# M.V.Urshalim.



## Harvey Williams (Mar 20, 2008)

Hello Fellow Crew Members.
Could any one out there please help me in my search for the above vessel the M.V.Urshalim she was a bitumin carrier launched late 70 I served on her as Second Steward from Jan 71 till Nov 71 when I had to fly home from Curacao after going down with an ulcer. Any way She belonged to a company called Mollers, and if I were to be asked the best trip I ever did it was this one. The Chief Steward was MR Billy Marshall from The Wirral. I never heard of her after or met any one who served on her. I joined Shell straight after her. The run She was on at that time was around the Northern United States the over to Scandinavia, GREAT RUN. I will be very grateful to hear from any one who knows Her or what became of Her.


----------



## ROBERT HENDERSON (Apr 11, 2008)

Hi Harvey.
The following is as much as I can find out hope it is of some help'
M.V Urshalim IMO Number 680682
Launched 1968 by Verolme Rozenburg shipyard
1973 became Paludina
1986 Nobility
1987 Ebony
1991 Tonje Cob
Disposed of 10-11-1992
By disposed of I suppose it means broken up
Hope this is of some use to you.
Regards Robert


----------



## David Wilcockson (Jul 10, 2005)

Hi Harvey.
I too sailed on the Urshalim & her near sister-ship Horama, the pair were sold off to Shell in 1973/74 becoming Paludina and Pomella respectively. I did two trips on the Urshalim, March - Oct. 71, and Jan. - June 72, so we must have sailed together on my first stint. If you trawl through my gallery there is a photo of her.(Thumb) 
Regards,
David


----------



## Harvey Williams (Mar 20, 2008)

Many thanks Robert, real shame to see her go, she certainly was a great job.
All I need now is someone hopefully to come forward who sailed with me during my term of engagement, keep searching.
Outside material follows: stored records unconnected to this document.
PR #1436, opened 2026-06-25
docs: Add missing info about 'component' type

matz3:
Also removes the `generateVersionInfo` task from the `component` type, which was accidentally taken over from the application type.


flovogt:
@matz3 should we split the implementation from the documentation in 2 different commits? Actually its a fix, right?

Again many thanks Robert.
Kindest Regards.
Harvey


----------



## Dave Williamson (Nov 16, 2006)

Hi Harvey
I was AB/Handyman on the Urshalim in about 1970 , I joined in Rotterdam, and we went to Curacao , with some shipyard guys from Verolmes shipyard aboard re-bricking one of the boilers, we were running between there and the Maracaibo lakes in Venezuela, with a few trips to the East Coast of the States in between. We got a cargo of bitumen from Trinidad to Norway and Dublin, had a major breakdown in the Atlantic and limped to Larvik in Norway, where the engine problem was fixed by the Dutch shipyard, as the ship was still under guarantee, discharged half the cargo there, and on to Dublin, had a bitumen spill on deck en-route, got to Dublin and paid off, about a 6 month trip. I beleive that later the ship was carrying cargo on the N.Z. coast Dont know what happened to her after that


----------



## Harvey Williams (Mar 20, 2008)

Hello David. Many thanks for your reply, what department were you? If I remember rightly the Skipper was I think Captain Erskine, a wee Geordie chap really great Skipper, had his wife with him,Molly she was, I think his daughter had left just before I signed off in Curacao.Were they still on board with you?


----------



## Harvey Williams (Mar 20, 2008)

Yes Mr Williamson we did Larvik, Fredericia, Oslo, Gottenburg, then Dublin ( My best mate was Paddy (Patrick) Carr) from Dublin. He took over as 2nd Steward from me. Also the East coast of the U.S.A. Boston, New Haven, Fall River, Providence,New York, Perth Amboy. But it seems she got around a good bit before that. But a great job all the same.
Many thanks Dave.
Harvey


----------



## Dave Williamson (Nov 16, 2006)

Hi Harvey
The skipper was Capt. Fairgrieve, I think it was his last trip at sea, the Mates name was John...cant remember his surname..he was a very nice chap, 2nd mate was an ex skipper with Metcalfs coastal tankers.., a lot of the engine room crowd came from Belfast...and a real mixture from all over the U.K. and Ireland on deck and of course me (the chippy) from the Shetlands!
Its a hard job to remember all the names now as it is coming on to 40 yrs ago now and many ships and crews later! Just sprung to mind...the 2nd cook on that trip paid off in New York with a stomach ulcer...he came from Aberdeen
Cheers
Dave


----------



## ian d.cameron (Jul 3, 2005)

There is info and a picture of her as PALUDINA on the Shell site.
http://www.helderline.nl/


----------



## R58484956 (Apr 19, 2004)

MV Ebony 1, 15252g tons 25539 dw, Built 04/1968 by Verolme, Rozenburg.
175.1m x 22.84 x 10.110m. Bitumen carrier. Machinery/accomodation aft.
1 8 cyl; 2SA 700mm x 1200, 96o bhp (7061kW) MAN diesel built by the shipyard. 2 water tube aux; boilers (primary) @470 lbft (32.5 bar)
Secondary blr 213lbft (14.7bar)
3 generators 300kW 450v 60 Hz AC.
15.25 knots. Oil burnt 37 tons per day
Call sign 3EWH5. DF, ESD, G Com, Pfd, Radar, RT.
Owned by Nobility Corp, Panama. Panamanian flag.
Details as per 1988


----------



## phillip tickle (Mar 19, 2008)

*m.v.urshalim*

hi,yes i sailed on the urshalim the voyage after her maiden voyage. she had hit the quey on the first voyage and had a flat bulbous bow when i joined her in dublin.We sailed out to curacao then over to narvik in norway with bitumin. What a great ship she was,i left her then joined shell tankers for a few years. I cant recall any names of the guys onboard sorry.


----------



## david.hopcroft (Jun 29, 2005)

There is a phograph of the PARTULA alongside in Larvik. It was Curacao to Larvik, Fredericia and Dublin that trip. 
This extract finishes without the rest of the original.